13.3. All authorised returns must be packaged appropriately to prevent damage during transit and must be clearly labelled with the Buyer’s address, the Company’s details, and the relevant permission or return number provided by the Company. All goods shall remain at the Buyer’s risk until collected by the Company.
- Cancellation by Buyer
If the Buyer cancels any order or refuses to accept all or any of the goods in an order, except in circumstances expressly permitted by these Terms and Conditions, the Buyer shall be liable for any resulting damage or loss suffered by the Company. If the goods have been specifically purchased or are in the process of being manufactured or produced specifically for the Buyer, the Buyer shall pay to the Company, as liquidated damages, the full contract price of the goods and any costs incurred by the Company (including, but not limited to, any GST), less the current scrap value of the goods as determined by the Company.
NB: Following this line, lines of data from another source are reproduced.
PR #14122, opened 2026-09-02
refactor(ingester): report a missing entry schema instead of unwrapping it

ameyypawar:
### What

`Writer::write` takes the schema as an argument and sets it on the entry itself, so it cannot be absent by the time that entry is written:

```rust
entry.schema = Some(schema);
self.write_batch(vec![entry], fsync).await
```

`write_batch` takes whatever the caller assembled, and `preprocess_batch` unwrapped `entry.schema` while converting to Arrow. An entry built without one would panic the ingest path rather than fail the request.

That conversion now returns `MissingSchemaError`, naming the org and stream so an offending entry can be traced back to its producer.

### Scope, honestly

**This is hardening, not a bug fix — nothing builds such an entry today.** The one external caller (`src/core/src/ingestion/mod.rs`) sets `schema: Some(...)` on every entry it constructs. The invariant is just held by construction in one function and by convention in its sibling, with nothing at the boundary to say so.

The later unwrap in `consume_processed` is deliberately left alone. It sits downstream of this check so it cannot fire, and by the time it runs the WAL write has already completed — returning an error there would leave entries durable in the WAL and missing from the memtable, which is worse than the panic. It has a comment now saying why it is safe.

### Testing

- `entry_schema_returns_the_schema_when_present` / `entry_schema_names_the_stream_when_absent` — exercise both branches of the new check
- `test_missing_schema_error_display` — pins the message operators will see

`cargo test -p ingester`: 63 passed, 0 failed. `cargo fmt --all -- --check` clean. `cargo clippy --workspace --all-targets` with the CI flags exits 0.

No behaviour change for any current caller.

### DIFF
--- a/src/ingester/src/errors.rs
+++ b/src/ingester/src/errors.rs
@@ -122,6 +122,15 @@ pub enum Error {
     MemoryCircuitBreakerError {},
     #[snafu(display("DiskCircuitBreakerError"))]
     DiskCircuitBreakerError {},
+    #[snafu(display(
+        "Entry for stream {}/{} reached the writer without a schema",
+        org_id,
+        stream
+    ))]
+    MissingSchemaError {
+        org_id: String,
+        stream: String,
+    },
     ExternalError {
         source: Box<dyn std::error::Error + Send + Sync>,
     },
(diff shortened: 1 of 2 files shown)


hengfeiyang:
@ameyypawar Please create one issue first, which is the issue you got? then create a PR to fix the issue.

hengfeiyang:
Thanks — this is carefully done, which is why it is worth being explicit about why we are passing on it.

You identified the reason yourself in the description: nothing constructs such an entry today. `Writer::write` sets the schema on the entry before handing it on, and the one external caller sets it on every entry it builds. So the `unwrap()` in `preprocess_batch` is not an oversight — it is the code stating an invariant it holds by construction, and it is entitled to be confident about it.

Converting that into an error changes what the code says. It adds an error variant, a helper and tests for a branch that cannot be reached, and the next reader has to work out whether the case is real before concluding that it is not. An `unwrap` on an invariant established one function away says more about the invariant than a `Result` that can never be `Err`.

If the invariant is worth expressing more strongly than an `unwrap`, the place for that is the type rather than a runtime check — `Entry::schema` is an `Option` because `Entry::new()` and the WAL-replay path build entries before a schema exists, so making the state unrepresentable would be a real change rather than a wrapper around one. That is a larger conversation, and not one we need to have right now.

Closing this one. It says nothing about the rest of today's work — thank you for the run of PRs.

- Interest on Overdue Payments
Without prejudice to any other rights or remedies available to the Company, if any payment is not made within seven (7) days of its due date, the Buyer shall be deemed to be in default. Without limiting any other rights of the Company, the Buyer must pay to the Company, by way of liquidated damages, interest at a rate of 2% per annum above the Company’s overdraft rate at the relevant time (as certified by an officer of the Company) on the outstanding amount, calculated daily from the due date for payment until payment is made in full.
- Force Majeure
If either party is prevented, wholly or in part, from performing its obligations (other than an obligation to pay money) as a result of an event of Force Majeure, that party must provide prompt written notice to the other party detailing the Force Majeure event and its anticipated duration. The obligations of the party so prevented shall be excused during such period of delay, and such party shall take reasonable steps to mitigate the effect of such cause as rapidly as possible. For the purposes of this clause, “Force Majeure” means any event beyond the reasonable control of a party, including but not limited to acts of God, war, terrorism, natural disasters, epidemics, pandemics, government restrictions, industrial disputes, and severe disruptions to transportation or utilities.
- Governing Law and Jurisdiction
This Agreement, and all contracts arising from it, shall be governed by and construed in accordance with the laws of Queensland, Australia. Each party irrevocably submits to the non-exclusive jurisdiction of the Courts of Queensland, Australia, and any courts which may hear appeals from those courts.